Well I probably don't want to RP over a thousand years of draconic existance, I'm thinking more along the lines of Velmont's suggestion of doing it in chapters, so I'd RP a portion of his 1st year, lay some plans then fast forward to see what has happened.



			
				Ambrus said:
			
		

> Heh. I saw the original post (before the stipulation was added in) and I thought to myself; this would be a good opportunity to run my gold dragon hatchling character beyond the bounds of the level 1-15 table-top game in which he started. I could actually play him as an mature dragon without having to worry about out-classing a party!
> 
> Then I came back to pitch my idea and now I see that the OP actually wants the very same thing for himself. Heh.
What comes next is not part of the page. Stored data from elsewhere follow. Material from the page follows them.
PR #1957, opened 2023-03-20
Max pool2d ceil mode to tosa

lisaliu1:
This PR implements the support for lowering torch.aten.max_pool2d to tosa with ceil_mode==true.

### DIFF
--- a/lib/Conversion/TorchToTosa/TorchToTosa.cpp
+++ b/lib/Conversion/TorchToTosa/TorchToTosa.cpp
@@ -3794,23 +3794,14 @@ public:
   static int64_t getOutputDim(int64_t inputDim, int64_t kernelDim,
                               int64_t stride, int64_t padBefore,
                               int64_t padAfter, int64_t dilation,
-                              bool ceilMode=false) {
+                              bool ceilMode = false) {
     if (inputDim == kUnknownSize) {
       return kUnknownSize;
     } else {
       int64_t dimSize = inputDim + padBefore + padAfter - dilation * (kernelDim - 1) - 1;
-      if (!ceilMode) {
-        dimSize = (dimSize / stride + 1);
-      }
-      else {
-        if (dimSize % stride == 0) {
-          dimSize = (dimSize / stride + 1);
-        }
-        else {
-          dimSize = (dimSize / stride + 2);
-        }
-      }
-      return dimSize;
+      if (ceilMode && (dimSize % stride != 0))
+        return dimSize / stride + 2;
+      return dimSize / stride + 1;
     }
   }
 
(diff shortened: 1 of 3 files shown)


lib/Conversion/TorchToTosa/TorchToTosa.cpp
```diff
@@ -4030,23 +4047,22 @@ static LogicalResult getOutputTypeAndPoolingParameters(
...
+  
   bool ceilMode;
   if (!matchPattern(op.getCeilMode(), m_TorchConstantBool(&ceilMode)))
     return rewriter.notifyMatchFailure(
         op, "only support constant bool ceil_mode for pooling op");
-  if (ceilMode)
-    return rewriter.notifyMatchFailure(
-        op, "only support ceil_mode equals to False for pooling op");
 
+  // add ceil_mode support.
```
eric-k256, line 4059: nit: this comment only makes sense for this change, I would delete it.

lib/Conversion/TorchToTosa/TorchToTosa.cpp
```diff
@@ -3977,17 +3987,24 @@ template <typename AtenOpT, typename tosaOp>
...
 
   int64_t outputHDim = ConvertAtenPoolingBaseOp<AtenOpT, tosaOp>::getOutputDim(
       inputShape[inputRank - 2], kernelSize[0], strideArray[0], padArray[0],
-      padArray[0], dilationArray[0]);
+      padArray[0], dilationArray[0], ceilMode);
   int64_t outputWDim = ConvertAtenPoolingBaseOp<AtenOpT, tosaOp>::getOutputDim(
       inputShape[inputRank - 1], kernelSize[1], strideArray[1], padArray[1],
-      padArray[1], dilationArray[1]);
+      padArray[1], dilationArray[1], ceilMode);
+  padArray[0] = (outputHDim - 1) * strideArray[0] +
```
eric-k256, line 4002: Code formatting looks a bit inconsistent here (sometimes a*b and others a * b). Can you verify you've run clang-format? `git clang-format HEAD~1` should only modify lines you have already changed.
https://github.com/llvm/torch-mlir/wiki/Coding-Style

eric-k256 (commented):
Your design looks right, just two minor points to check.

lib/Conversion/TorchToTosa/TorchToTosa.cpp
lisaliu1: Thanks Eric for your reviews. I've addressed your comments.

eric-k256 (approved):
Thanks Lisa! Looks good to me.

Playing a Mature Gold Dragon would be pretty fun, I seriously thought about going one for this game, but I like the challenge of going a black dragon wyrmling. Basically my character is going to start out all by himself in a swamp, so from day one he's going to have to fend for himself.  Also I wanted to play more of a role as a quasi-villian, I want to see if it realy is possible to create an empire from scratch.


----------



## Velmont (May 11, 2007)

Lord_Raven88 said:
			
		

> Well this definately sounds more like what I'm aiming for. How about you flesh out exacty what type of game you want to play, as I need to see if it's something I can pull off as a DM.
> 
> Also I'm flexible regarding you wanting to play in a small group rather than a solo adventure, perhaps some of the concepts that have been listed by the others would tie in with yours.




Here more details on how I see each game:

*Life of a Black Dragon*: As I told, I see it as twelves chapter. Each chapter will be marked by a main event. The first chapter is the hatch of the egg. I have a good idea for that one, but telling ti here would ruin the fun, as after all, you don't know the world yet, you just hatch.

But if you have things you would like to see in the game, I would be open. Between chapter it is up to you to tell me what you want to do. The second chapter is left open to see what you want. You might tell you wnat to control a village, or go after someone you alreday hate to death ect...  It would probably happen sometimes around 10 years after. the third chapter could happen another 10 years, and ect... leaping form one age to another.

*Velmont's game*: I think three players is a nice number. A small group with some common background, some common goal. The concept of the game may vary, and I don't want to set much things here yet, as I think the best would be to speak about it the four of us (DM with players). I think I still have a thousand and one concept I would like to play, so I am pretty flexible on that. Maybe there is someone else here with some good idea.


----------



## Kaodi (May 12, 2007)

Well, I can work with a small group when I cannot have solo. Besides focus on a single character, I prefer to have a minimal number of other people to have to wait for. As my character in LEB may say, " One is preferable, two is plenty, three is company, four too many and five simply unbearable. " 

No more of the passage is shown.